AVAILABLE DATA: Begin

PR #295, opened 2017-07-11
Allow claiming anonymous runs

glacials:
Allows users to self-claim runs they uploaded while logged out, which is the most common support request I get from people that I have to fulfill manually.

Somehow I had the foresight 2 years ago to add [a single line of code][1] that records claim tokens in localStorage when a run is uploaded, but simultaneously the laziness to waste two years before putting it to any use. So theoretically you can use this feature to claim runs uploaded anonymously ever since.

Would be nice to also have a page that lists claimable runs, but that's more complex.

screenshot 2017-07-11 00 46 36

[1]: https://github.com/glacials/splits-io/commit/191af4635d3d71f4f6cfe8e198ac67e3db676e99#diff-471b2f654e508c40fc08adf4ea19ea00R13

### DIFF
--- a/app/assets/javascripts/run_claim.coffee
+++ b/app/assets/javascripts/run_claim.coffee
@@ -11,7 +11,7 @@
 activateClaimLink = (claimToken) ->
   if gon.user != null
     claimLink = document.getElementById('claim-nav-link')
-    claimLink.href = window.location.pathname + '?claim_token=' + claimToken
+    claimLink.href = '/' + gon.run.id + '?claim_token=' + claimToken
 
   claimLinkContainer = document.getElementById('claim-nav-link-container')
   claimLinkContainer.style.display = 'inline'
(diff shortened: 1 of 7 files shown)


app/assets/javascripts/run_claim.coffee
```diff
@@ -0,0 +1,51 @@
...
+activateClaimPrompt = (claimToken) ->
+  if gon.user != null
+    claimPromptButton = document.getElementById('claim-prompt-button')
+    claimPromptButton.href = window.location.pathname + '?claim_token=' + claimToken
+
+  claimPrompt = document.getElementById('claim-prompt')
+  claimPrompt.style.display = 'block'
+
+$ ->
+  claimTokenKey = 'claim_tokens' + window.location.pathname
```
BatedUrGonnaDie: A check for gon.run being defined solves the errors I found.  L34 will error on pages where it isn't defined, and subsequently L39 will error on pages that don't have the 'dismiss-claim-prompt' id present on the page.

BatedUrGonnaDie:
Everything looks good to me now.

PR #301, opened 2017-07-29
Add gametime support

### LINKED ISSUE #146: Show in-game times
There should be a toggle on the run page to switch between RTA and game time (if game time is present).

### LINKED ISSUE #261: Can only upload RTA times?
The run I'd like to upload uses LiveSplit under Game Time format, but no matter what I do the site only wants to read the RTA section of the file (even if the RTA section is empty and the SS section has complete splits). Yes, the .lss is already associated with the "SS" catagory, so that isn't the problem.

glacials:
Add support for gametimes. Closes #146 and closes #261.

screenshot 2017-07-29 12 07 07
screenshot 2017-07-29 12 15 18
screenshot 2017-07-29 12 07 40

This was a big change. High-level overview:

- All time-holding db columns (`start_milliseconds`) have been split into two (`realtime_start_ms` and `gametime_start_ms`).
- All functions that operate on or return times (like `shortest_segment`) must now be passed a `timing` argument which can be `Run::REAL` or `Run::GAME`.
- Generally, all places which call said functions will use `params[:timing] || @run.default_timing` (a new column, editable from the run edit page).

This diff is long because I forced myself to add tests for anything that broke in development but didn't trigger a corresponding test failure, and because there are just a lot of function calls to edit in small ways. Feel free to skip over both those types of things.


bepstein111:
Hot damn thank you so much. And thanks for showing off my split titles for DH =)

bepstein111:
Is it live yet? Do I need to reupload? I tried re-parsing, but the toggle switch still isn't there on my runs. Will try reuploading in a few hours when I get to my gaming PC.

glacials:
Yep, it's live as of ~15 minutes ago (had to work through some deploy bugs). A reparse should activate the toggle switch for any run with game times recorded for all segments. Example: https://splits.io/1n2p

If this isn't working for you, can you link me the run?

bepstein111:
Got it. The first time I tried re-parsing, it was on my phone, so you might want to double check compatibility with mobile. When I tried it on a PC, it worked fine. link: https://splits.io/1ej9/

Thanks for all your hard work!

glacials:
No prob, if there's anything you notice that can be better about it let me know, as I don't currently run any games that use game time so I don't have first-hand knowledge of what works well and what doesn't.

AVAILABLE DATA: End

● TASK DETAILS
All records should be returned verbatim, none left out.

● TASK RESULT
PR #295, opened 2017-07-11
Allow claiming anonymous runs

glacials:
Allows users to self-claim runs they uploaded while logged out, which is the most common support request I get from people that I have to fulfill manually.

Somehow I had the foresight 2 years ago to add [a single line of code][1] that records claim tokens in localStorage when a run is uploaded, but simultaneously the laziness to waste two years before putting it to any use. So theoretically you can use this feature to claim runs uploaded anonymously ever since.

Would be nice to also have a page that lists claimable runs, but that's more complex.

screenshot 2017-07-11 00 46 36

[1]: https://github.com/glacials/splits-io/commit/191af4635d3d71f4f6cfe8e198ac67e3db676e99#diff-471b2f654e508c40fc08adf4ea19ea00R13

### DIFF
--- a/app/assets/javascripts/run_claim.coffee
+++ b/app/assets/javascripts/run_claim.coffee
@@ -11,7 +11,7 @@
 activateClaimLink = (claimToken) ->
   if gon.user != null
     claimLink = document.getElementById('claim-nav-link')
-    claimLink.href = window.location.pathname + '?claim_token=' + claimToken
+    claimLink.href = '/' + gon.run.id + '?claim_token=' + claimToken
 
   claimLinkContainer = document.getElementById('claim-nav-link-container')
   claimLinkContainer.style.display = 'inline'
(diff shortened: 1 of 7 files shown)


app/assets/javascripts/run_claim.coffee
```diff
@@ -0,0 +1,51 @@
...
+activateClaimPrompt = (claimToken) ->
+  if gon.user != null
+    claimPromptButton = document.getElementById('claim-prompt-button')
+    claimPromptButton.href = window.location.pathname + '?claim_token=' + claimToken
+
+  claimPrompt = document.getElementById('claim-prompt')
+  claimPrompt.style.display = 'block'
+
+$ ->
+  claimTokenKey = 'claim_tokens' + window.location.pathname
```
BatedUrGonnaDie: A check for gon.run being defined solves the errors I found.  L34 will error on pages where it isn't defined, and subsequently L39 will error on pages that don't have the 'dismiss-claim-prompt' id present on the page.

BatedUrGonnaDie:
Everything looks good to me now.

PR #301, opened 2017-07-29
Add gametime support

### LINKED ISSUE #146: Show in-game times
There should be a toggle on the run page to switch between RTA and game time (if game time is present).

### LINKED ISSUE #261: Can only upload RTA times?
The run I'd like to upload uses LiveSplit under Game Time format, but no matter what I do the site only wants to read the RTA section of the file (even if the RTA section is empty and the SS section has complete splits). Yes, the .lss is already associated with the "SS" catagory, so that isn't the problem.

glacials:
Add support for gametimes. Closes #146 and closes #261.

screenshot 2017-07-29 12 07 07
screenshot 2017-07-29 12 15 18
screenshot 2017-07-29 12 07 40

This was a big change. High-level overview:

- All time-holding db columns (`start_milliseconds`) have been split into two (`realtime_start_ms` and `gametime_start_ms`).
- All functions that operate on or return times (like `shortest_segment`) must now be passed a `timing` argument which can be `Run::REAL` or `Run::GAME`.
- Generally, all places which call said functions will use `params[:timing] || @run.default_timing` (a new column, editable from the run edit page).

This diff is long because I forced myself to add tests for anything that broke in development but didn't trigger a corresponding test failure, and because there are just a lot of function calls to edit in small ways. Feel free to skip over both those types of things.


bepstein111:
Hot damn thank you so much. And thanks for showing off my split titles for DH =)

bepstein111:
Is it live yet? Do I need to reupload? I tried re-parsing, but the toggle switch still isn't there on my runs. Will try reuploading in a few hours when I get to my gaming PC.

glacials:
Yep, it's live as of ~15 minutes ago (had to work through some deploy bugs). A reparse should activate the toggle switch for any run with game times recorded for all segments. Example: https://splits.io/1n2p

If this isn't working for you, can you link me the run?

bepstein111:
Got it. The first time I tried re-parsing, it was on my phone, so you might want to double check compatibility with mobile. When I tried it on a PC, it worked fine. link: https://splits.io/1ej9/

Thanks for all your hard work!

glacials:
No prob, if there's anything you notice that can be better about it let me know, as I don't currently run any games that use game time so I don't have first-hand knowledge of what works well and what doesn't.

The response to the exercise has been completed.